=== Task to carry out ===
Retype the entries word for word, leaving nothing out.

== Extracted records

PR #185, opened 2019-10-24
Support writing DynamicTables with DataChunkIterators

ajtritt:
## Motivation

Fix issues with writing to DynamicTable with DataChunkIterator

## How to test the behavior?
```
```


oruebel (dismissed):

ajtritt:
addressed by #390

PR #186, opened 2019-10-24
Allow enforcing unique ids on DynamicTable

oruebel:
## Motivation

Allow us to enforce the requirement for unique row ids in the DynamicTable when adding rows. This is related to https://github.com/oruebel/ndx-icephys-meta/issues/8


ajtritt (approved):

====

=== Solution to this exercise ===
PR #185, opened 2019-10-24
Support writing DynamicTables with DataChunkIterators

ajtritt:
## Motivation

Fix issues with writing to DynamicTable with DataChunkIterator

## How to test the behavior?
```
```


oruebel (dismissed):

ajtritt:
addressed by #390

PR #186, opened 2019-10-24
Allow enforcing unique ids on DynamicTable

oruebel:
## Motivation

Allow us to enforce the requirement for unique row ids in the DynamicTable when adding rows. This is related to https://github.com/oruebel/ndx-icephys-meta/issues/8


ajtritt (approved):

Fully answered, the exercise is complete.